Der Dauner Hausarzt hat vor allem verstanden, dass junge Ärzte andere Schwerpunkte haben als er, dass sie deutlich mehr auf ihre Work-Life-Balance achten und gerne zu planbaren Zeiten tätig sein wollen. Deshalb bietet er ihnen die Möglichkeit eines beliebigen Stundenbudgets, das sie nach Absprache einbringen. Schnieder hat damit mehr erreicht als die KV mit ihren Veranstaltungen "Arzt Nah Dran", in denen sie jungen Medizinern die Niederlassung im Notstandsgebiet schmackhaft machen will.

Aus der Stadt in die Eifel geholt

Gerade konnte die Praxis wieder eine Mitarbeiterin aus der Stadt gewinnen: Birgit Bender (45) ist Internistin, Kardiologin, Fachärztin für physikalische und Reha-Medizin und bringt Erfahrungen in Psychiatrie sowie Notfallmedizin mit. Die Bonnerin hatte zuvor in den Bereitschaftsdienstzentralen der Niedergelassenen in Gerolstein und Daun gearbeitet und die Eifel lieben gelernt. Seit April bringt sich Bender mit 30 Stunden pro Woche ein.

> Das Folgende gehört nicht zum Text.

PR #1936, opened 2026-06-20
fix(common-json): compile JSON Schema pattern with ECMA-262 brace semantics

### LINKED ISSUE #1935: common-json: JSON Schema `pattern` compiled with Java Pattern rejects valid ECMA-262 regexes
## Summary

`common-json`'s `JsonSchemaImpl.compilePattern(...)` compiles a JSON Schema `pattern` keyword using Java's `java.util.regex.Pattern.compile(...)`. JSON Schema regexes are **ECMA-262**, which is more lenient than Java's flavor — most notably, a `{` that does not form a well-formed quantifier is treated as a **literal** in ECMA, but throws `PatternSyntaxException` in Java. As a result, valid JSON Schema `pattern`s fail to compile and the whole engine configuration fails to load.

## Reproduction

A schema property with a pattern containing a literal brace group, e.g.:

```json
"pattern": "^[^:]+(?:-({[^}]+}|[^.]+))?(?::(\\d+)\\+)?$"
```

fails at config load with:

```
java.util.regex.PatternSyntaxException: Illegal repetition near index 12
^[^:]+(?:-({[^}]+}|[^.]+))?(?::(\d+)\+)?$
            ^
  at io.aklivity.zilla.runtime.common.json.internal.JsonSchemaImpl.compilePattern(JsonSchemaImpl.java:607)
  ...
  at io.aklivity.zilla.runtime.engine.internal.registry.EngineManager.onPathChanged(EngineManager.java:271)
io.aklivity.zilla.runtime.engine.config.ConfigException: Engine configuration failed
```

This surfaced when building `aklivity/zilla-plus` `binding-kafka-proxy` against a current `develop` engine: the `kafka-proxy` host schema pattern above is valid ECMA-262 (the `{...}` is a literal placeholder), but the engine now rejects it, so **every** kafka-proxy IT errors at config load. A prior released engine (`1.2.4`) did not exercise this path.

## Expected

JSON Schema `pattern` keywords should be evaluated with ECMA-262 semantics (or at least leniently enough that an ECMA-valid pattern compiles), so a literal `{`/`}` that is not a valid Java quantifier does not break config loading.

## Possible directions

- Pre-process schema patterns to escape lone/literal braces before `Pattern.compile`, or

Mit ihrem Engagement konnten Ina und Carsten Schnieder dem von der KV heraufbeschworenen "Tsunami" schon teilweise trotzen. Und sie lassen nicht locker, bevor das Projekt auch zukunftssicher ist. Deshalb haben sie jetzt die dreijährige Weiterbildungsberechtigung für junge Mediziner erworben. Gemeinsam mit den Krankenhäusern in der Umgebung kann das Versorgungszentrum die gesamte Ausbildung zum Facharzt für Allgemeinmedizin vor Ort anbieten. "Wenn ich den jungen Menschen eine Unterkunft anbiete und sie während der Ausbildung vernünftig bezahle, dann ist das deutlich attraktiver, als sie während der Ausbildung quer durch die Republik zu schicken. Das ist nämlich häufig der Fall", so Carsten Schnieder. Wenn nur einige der jungen Ärzte auf dem Land sesshaft werden, dann zahlt sich sein Engagement auch für die Zukunft aus.